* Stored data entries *
=== Begin Enclosure ===

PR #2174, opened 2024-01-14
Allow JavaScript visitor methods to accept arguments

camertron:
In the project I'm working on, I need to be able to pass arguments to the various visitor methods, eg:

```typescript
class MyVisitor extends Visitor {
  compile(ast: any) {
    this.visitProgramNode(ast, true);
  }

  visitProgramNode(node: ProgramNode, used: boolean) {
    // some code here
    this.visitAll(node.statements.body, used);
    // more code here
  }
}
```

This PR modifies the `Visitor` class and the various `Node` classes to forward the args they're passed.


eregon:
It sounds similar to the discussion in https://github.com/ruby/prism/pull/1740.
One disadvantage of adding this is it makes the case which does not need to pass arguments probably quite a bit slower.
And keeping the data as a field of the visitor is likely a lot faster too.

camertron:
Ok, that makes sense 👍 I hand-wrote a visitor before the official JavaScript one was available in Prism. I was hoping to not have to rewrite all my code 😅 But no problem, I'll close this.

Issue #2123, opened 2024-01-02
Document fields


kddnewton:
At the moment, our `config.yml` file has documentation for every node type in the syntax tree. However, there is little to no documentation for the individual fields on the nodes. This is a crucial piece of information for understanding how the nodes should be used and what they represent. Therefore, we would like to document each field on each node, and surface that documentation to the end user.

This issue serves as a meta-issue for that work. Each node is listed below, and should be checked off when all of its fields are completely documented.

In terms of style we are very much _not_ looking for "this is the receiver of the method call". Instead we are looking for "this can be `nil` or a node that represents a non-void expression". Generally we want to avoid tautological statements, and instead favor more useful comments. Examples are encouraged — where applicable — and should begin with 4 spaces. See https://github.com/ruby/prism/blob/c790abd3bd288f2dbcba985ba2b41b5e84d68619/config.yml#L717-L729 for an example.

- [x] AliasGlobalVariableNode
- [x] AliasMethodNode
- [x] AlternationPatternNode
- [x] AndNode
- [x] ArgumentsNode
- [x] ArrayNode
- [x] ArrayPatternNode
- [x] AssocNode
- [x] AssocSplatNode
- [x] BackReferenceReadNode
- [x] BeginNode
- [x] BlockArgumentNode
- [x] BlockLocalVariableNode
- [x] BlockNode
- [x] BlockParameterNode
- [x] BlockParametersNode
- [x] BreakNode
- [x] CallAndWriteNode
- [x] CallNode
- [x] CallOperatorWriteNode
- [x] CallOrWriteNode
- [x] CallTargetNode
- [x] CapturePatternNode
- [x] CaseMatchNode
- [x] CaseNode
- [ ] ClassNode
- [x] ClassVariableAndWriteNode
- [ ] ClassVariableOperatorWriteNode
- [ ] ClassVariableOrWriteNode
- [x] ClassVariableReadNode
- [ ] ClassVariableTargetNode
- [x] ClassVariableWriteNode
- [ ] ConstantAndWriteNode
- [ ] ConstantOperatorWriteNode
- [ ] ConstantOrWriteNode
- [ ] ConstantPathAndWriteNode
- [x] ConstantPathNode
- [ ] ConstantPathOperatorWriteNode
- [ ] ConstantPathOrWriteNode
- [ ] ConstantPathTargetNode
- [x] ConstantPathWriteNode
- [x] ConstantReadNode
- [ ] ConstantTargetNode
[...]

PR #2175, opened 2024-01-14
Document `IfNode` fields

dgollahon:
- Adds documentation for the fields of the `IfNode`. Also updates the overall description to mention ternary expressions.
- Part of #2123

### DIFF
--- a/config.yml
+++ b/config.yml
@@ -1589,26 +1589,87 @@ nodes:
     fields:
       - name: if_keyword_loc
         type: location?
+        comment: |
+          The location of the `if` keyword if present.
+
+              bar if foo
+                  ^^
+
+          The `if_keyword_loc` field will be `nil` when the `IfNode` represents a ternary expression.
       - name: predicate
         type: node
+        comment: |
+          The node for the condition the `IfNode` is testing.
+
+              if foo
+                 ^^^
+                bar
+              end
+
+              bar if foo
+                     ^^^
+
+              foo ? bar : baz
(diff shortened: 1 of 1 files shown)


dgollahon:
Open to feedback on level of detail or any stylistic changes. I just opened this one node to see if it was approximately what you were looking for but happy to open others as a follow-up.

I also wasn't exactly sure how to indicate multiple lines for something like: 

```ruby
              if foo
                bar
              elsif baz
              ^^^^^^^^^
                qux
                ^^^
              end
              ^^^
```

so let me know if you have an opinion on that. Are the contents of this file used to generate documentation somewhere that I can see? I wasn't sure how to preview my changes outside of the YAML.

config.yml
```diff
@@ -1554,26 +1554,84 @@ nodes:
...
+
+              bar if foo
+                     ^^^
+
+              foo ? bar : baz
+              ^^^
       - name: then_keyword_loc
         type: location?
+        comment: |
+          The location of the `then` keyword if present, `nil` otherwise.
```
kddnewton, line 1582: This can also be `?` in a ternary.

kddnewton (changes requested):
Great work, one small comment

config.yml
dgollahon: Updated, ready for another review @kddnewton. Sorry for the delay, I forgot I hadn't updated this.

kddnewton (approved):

=== End Enclosure ===
=== Begin Enclosure ===

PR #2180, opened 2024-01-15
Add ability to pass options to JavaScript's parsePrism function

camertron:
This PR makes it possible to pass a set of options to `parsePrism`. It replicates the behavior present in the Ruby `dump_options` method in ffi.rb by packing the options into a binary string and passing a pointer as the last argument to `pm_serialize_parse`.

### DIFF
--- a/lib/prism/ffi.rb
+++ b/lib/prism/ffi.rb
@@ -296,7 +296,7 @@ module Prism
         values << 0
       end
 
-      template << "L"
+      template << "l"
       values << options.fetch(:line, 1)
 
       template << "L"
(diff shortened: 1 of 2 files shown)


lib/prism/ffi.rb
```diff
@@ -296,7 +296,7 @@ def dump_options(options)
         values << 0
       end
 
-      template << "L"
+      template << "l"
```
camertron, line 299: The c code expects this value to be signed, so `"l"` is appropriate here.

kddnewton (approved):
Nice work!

=== End Enclosure ===
=== Begin Enclosure ===

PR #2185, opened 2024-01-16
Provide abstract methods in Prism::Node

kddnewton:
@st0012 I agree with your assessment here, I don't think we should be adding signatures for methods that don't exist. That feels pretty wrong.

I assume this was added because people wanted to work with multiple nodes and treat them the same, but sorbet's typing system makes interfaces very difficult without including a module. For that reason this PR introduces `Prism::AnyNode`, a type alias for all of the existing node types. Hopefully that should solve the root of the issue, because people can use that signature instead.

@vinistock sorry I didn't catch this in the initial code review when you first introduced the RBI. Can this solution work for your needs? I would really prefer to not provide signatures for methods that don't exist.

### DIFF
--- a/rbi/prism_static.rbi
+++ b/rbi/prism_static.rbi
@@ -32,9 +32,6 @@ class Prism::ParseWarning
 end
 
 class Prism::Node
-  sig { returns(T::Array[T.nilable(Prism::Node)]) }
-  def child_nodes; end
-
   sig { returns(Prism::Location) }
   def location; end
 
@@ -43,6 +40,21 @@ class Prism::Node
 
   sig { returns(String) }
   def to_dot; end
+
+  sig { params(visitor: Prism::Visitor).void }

=== End Enclosure ===

* ABOUT THIS TASK *
Out of the data above, set down the lines from the one with "PR #2174, opened 2024-01-14" to the one with "At the moment, our", both included, exactly as written and with no additions.

* ANSWER TO THIS TASK *
PR #2174, opened 2024-01-14
Allow JavaScript visitor methods to accept arguments

camertron:
In the project I'm working on, I need to be able to pass arguments to the various visitor methods, eg:

```typescript
class MyVisitor extends Visitor {
  compile(ast: any) {
    this.visitProgramNode(ast, true);
  }

  visitProgramNode(node: ProgramNode, used: boolean) {
    // some code here
    this.visitAll(node.statements.body, used);
    // more code here
  }
}
```

This PR modifies the `Visitor` class and the various `Node` classes to forward the args they're passed.


eregon:
It sounds similar to the discussion in https://github.com/ruby/prism/pull/1740.
One disadvantage of adding this is it makes the case which does not need to pass arguments probably quite a bit slower.
And keeping the data as a field of the visitor is likely a lot faster too.

camertron:
Ok, that makes sense 👍 I hand-wrote a visitor before the official JavaScript one was available in Prism. I was hoping to not have to rewrite all my code 😅 But no problem, I'll close this.

Issue #2123, opened 2024-01-02
Document fields


kddnewton:
At the moment, our `config.yml` file has documentation for every node type in the syntax tree. However, there is little to no documentation for the individual fields on the nodes. This is a crucial piece of information for understanding how the nodes should be used and what they represent. Therefore, we would like to document each field on each node, and surface that documentation to the end user.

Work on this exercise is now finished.